# BioDimBench Supplement

This supplement provides the code, data, metrics, tables, and figures for
\textsc{BioDimBench}, a synthetic benchmark for unit-consistent biomedical
mathematical reasoning.

The controlled benchmark can be rerun from the included source code. The
included CSV files and tables correspond to the results reported in the paper.
Raw free-form LLM responses are not included; the parsed and scored pilot
outputs are provided instead.

## Contents

```text
biodimbench_supplement/
  README.md
  requirements.txt
  run_reproducibility.sh
  run_experiment.py
  src/
  data/
  results/
  figures/
  latex/
  llm_pilot/
```

## Installation

From the supplement root:

```bash
python -m venv .venv
source .venv/bin/activate
pip install -r requirements.txt
```

The experiment uses CPU-only Python packages.
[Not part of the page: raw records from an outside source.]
PR #445, opened 2018-10-12
Client side config changes to enable analytics for impression events

sohanirao:


src/runtime/entitlements-manager.js
```diff
@@ -43,10 +44,10 @@ export class EntitlementsManager {
     this.win_ = win;
 
     /** @private @const {!../model/page-config.PageConfig} */
-    this.config_ = config;
+    this.pageConfig_ = config;
```
dvoytenko: In this case, let's rename `config` argument as well to `pageConfig`.

src/api/subscriptions.js
```diff
@@ -256,6 +264,7 @@ export const WindowOpenMode = {
 export function defaultConfig() {
   return {
     windowOpenMode: WindowOpenMode.AUTO,
+    analyticsMode: AnalyticsMode.IMPRESSIONS,
```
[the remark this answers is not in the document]
sohanirao: this is already addressed in the latest commit on this PR. Let me know if it still doesn't show up.

src/runtime/entitlements-manager.js
sohanirao: will do

PR #446, opened 2018-10-12
Provide getContext() API for other flows to use

sohanirao:


src/runtime/analytics-service.js
```diff
@@ -105,25 +111,45 @@ export class AnalyticsService {
   }
 
   /**
-   * @return {!Promise}
+   * @private
    */
   setContext_() {
+    if (!this.context_) {
```
dvoytenko: There's a race condition here.

PR #451, opened 2018-10-16
Trigger analytics event logging from pay flow start

sohanirao:


src/runtime/pay-flow.js
```diff
@@ -50,6 +51,9 @@ export class PayStartFlow {
 
     /** @private @const {string} */
     this.sku_ = sku;
+
+    /** @private @const {!AnalyticsService} */
+    this.analyticsService_ = new AnalyticsService(deps);
```
dvoytenko: We shouldn't be creating the analytics service for each use. We should use a singleton. How about creating it in runtime and including it in deps?

sohanirao: Done and a bunch of related to chagnes to that.

src/runtime/entitlements-manager.js
```diff
@@ -118,7 +117,7 @@ export class EntitlementsManager {
       this.responsePromise_ = this.getEntitlementsFlow_();
     }
     return this.responsePromise_.then(response => {
-      if (response.isReadyToPay != null) {
+      if (!(response.isReadyToPay == null)) {
```
dvoytenko: What's wrong with `isReadyToPlay != null`?

sohanirao: while doing tests, I found that even though readyToPay expectation is not specified (null or undefined), the entitlements promise was always false. I wanted to create this check (!(response.isReadyToPay == null || response.isReadyToPay == undefined) and since they are equivalent, I changed it to !(response.isReadyToPay == null) . If this is equivalent to isReadyToPay != null then I can revert change to this line.

PR #454, opened 2018-10-17
Add transactionId to analytics service

dparikh:


src/runtime/analytics-service.js
```diff
@@ -64,6 +68,7 @@ export class AnalyticsService {
 
     /**
      * @private @const {!TransactionId}
+     * TODO(diparikh): Remove once replaced by transactionId().
```
dvoytenko: It's already replaced. No?

src/runtime/analytics-service.js
```diff
@@ -74,6 +79,25 @@ export class AnalyticsService {
     this.lastAction_ = null;
   }
 
+  /**
+   * @param {boolean=} override
+   */
+  setTransactionId(override = false) {
```
dvoytenko: We will be setting it using the actual value that comes from the payments, right? In that case, we should pass it as an argument?

src/runtime/analytics-service.js
```diff
@@ -53,6 +54,9 @@ export class AnalyticsService {
     /** @private @const {string} */
     this.publicationId_ = deps.pageConfig().getPublicationId();
 
+    /** @private {?string} */
+    this.transactionId_ = uuidFast();
```
dvoytenko: According to this, it's never `?`

src/runtime/analytics-service-test.js
```diff
@@ -69,6 +69,7 @@ describes.realWin('AnalyticsService', {}, env => {
   describe('AnalyticsService', () => {
     it('should have analyticsService constructed', () => {
       const activityIframe = analyticsService.getElement();
+      expect(analyticsService.getTransactionId()).to.not.undefined;
```
dvoytenko: But it's never `undefined` right now...

src/runtime/analytics-service.js
```diff
@@ -74,6 +79,25 @@ export class AnalyticsService {
...
+    if (override) {
+      this.transactionId_ = uuidFast();
+    }
+  }
+
+  /**
+   * return {string}
+   */
+  getTransactionId() {
+    if (!this.transactionId_) {
```
dvoytenko: But it's always defined and non-null. When is this possible then?

src/runtime/analytics-service.js
```diff
@@ -74,6 +79,25 @@ export class AnalyticsService {
...
+   * @param {boolean=} override
+   */
+  setTransactionId(override = false) {
+    if (override) {
+      this.transactionId_ = uuidFast();
+    }
+  }
+
+  /**
+   * return {string}
```
dvoytenko: `@`

src/runtime/analytics-service.js
dparikh: Fixed. Originally, I had set the initial value to `null`;

src/runtime/analytics-service.js
dparikh: I have `setTransactionId` only in case we want to reset for some reason.
When we receive the value from the payments, we could just check if it matches existing `transactionId`

WDYT?

src/runtime/analytics-service.js
dparikh: I mean to remove this and associated tests once this PR looks good.
Removed now.

src/runtime/analytics-service.js
dparikh: Removed this check. This was again left-over from my original code where in the constructor, I would not set the value.

src/runtime/analytics-service.js
dparikh: Done

src/runtime/analytics-service-test.js
dparikh: yes, just to ensure that it is NOT `undefined`

src/runtime/analytics-service.js
```diff
@@ -62,18 +65,30 @@ export class AnalyticsService {
...
 
     /** @private {?Promise} */
     this.lastAction_ = null;
   }
 
+  /**
+   * @param {string} transactionId
+   * @param {boolean=} override
+   */
+  setTransactionId(transactionId, override = false) {
```
dvoytenko: Still not quire sure about this. Why would one ever call `setTransactionId` w/o `override = true`? Alternatively, we could also drop `this.transactionId_` and always just use `this.context_.get/setTransactionId()`

src/runtime/analytics-service.js
```diff
@@ -104,9 +119,6 @@ export class AnalyticsService {
     return this.doc_.getWin().document.referrer;
   }
 
-  /**
-   * @return {!Promise}
-   */
   setContext_() {
```
dvoytenko: Please add `@private`

src/runtime/analytics-service.js
```diff
@@ -62,18 +65,30 @@ export class AnalyticsService {
...
     this.lastAction_ = null;
   }
 
+  /**
+   * @param {string} transactionId
+   * @param {boolean=} override
+   */
+  setTransactionId(transactionId, override = false) {
+    if (override) {
+      this.transactionId_ = transactionId;
```
dvoytenko: It also needs to set `this.context_.setTransactionId(...)` to the new value. This would need a test.

src/runtime/analytics-service.js
dparikh: oops! Done

src/runtime/analytics-service.js
dparikh: Done.

src/runtime/analytics-service-test.js
dvoytenko: Maybe let's replace this with a match of some sort? E.g. `expect(getTransactionId()).to.match(/ddd-ddd-ddd..../)`?

src/runtime/analytics-service-test.js
```diff
@@ -167,8 +167,7 @@ describes.realWin('AnalyticsService', {}, env => {
         expect(request.getContext().getUtmMedium()).to.equal('email');
         expect(request.getContext().getUtmSource()).to.equal('scenic');
         expect(request.getContext().getUtmName()).to.equal('campaign');
-        expect(request.getContext().getTransactionId()).to.equal(
-            'google-transaction-0');
+        expect(request.getContext().getTransactionId()).to.be.not.undefined;
```
dvoytenko: Ditto.

src/runtime/analytics-service.js
```diff
@@ -122,9 +134,7 @@ export class AnalyticsService {
     if (source) {
       this.context_.setUtmSource(source);
     }
-    return this.xid_.get().then(id => {
-      this.context_.setTransactionId(id);
-    });
+    this.context_.setTransactionId(uuidFast());
```
dvoytenko: That will reset it in an expected way if it was already initialized. Let's do 

```
// Make sure the transactionId is initialized.
this.context_.setTransactionId(this.getTransactionId());
```

And this situation needs a test. Again, the repro scenario:
1. Call `const value = getTransactionId()`
2. Then get `this.setContext_()` to be called.
3. As the result, this should be true: `value == this.getTransactionId()`. Or in other words, transaction id has not changed.

dparikh: Done

src/runtime/analytics-service-test.js
dparikh: Done.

No external model service is
needed to reproduce the controlled benchmark.

## Controlled Benchmark

To regenerate the deterministic benchmark, candidate solutions, verifier
metrics, figures, and LaTeX tables:

```bash
bash run_reproducibility.sh
```

This runs:

```bash
python run_experiment.py --n 500 --seed 42 --mode full
```

The regenerated files are written under `outputs/`. The copies used for the
paper are stored under `data/`, `results/`, `figures/`, and `latex/`.

## Tables and Figures

The full experiment script regenerates the aggregate metrics, error-type recall
metrics, PNG figures, and LaTeX tables. The included tables are:

- `latex/main_results_table.tex`
- `latex/error_recall_table.tex`

The included PDF figures are:

- `figures/invalid_recall_by_verifier.pdf`
- `figures/recall_by_corruption_type.pdf`

## Paper-Result Mapping

- Table 2 comes from `results/aggregate_metrics.csv`.
- Table 3 comes from `results/error_type_recall.csv`.
- Figure 1 comes from `figures/`.
- Appendix B comes from `llm_pilot/pilot_summary.json`.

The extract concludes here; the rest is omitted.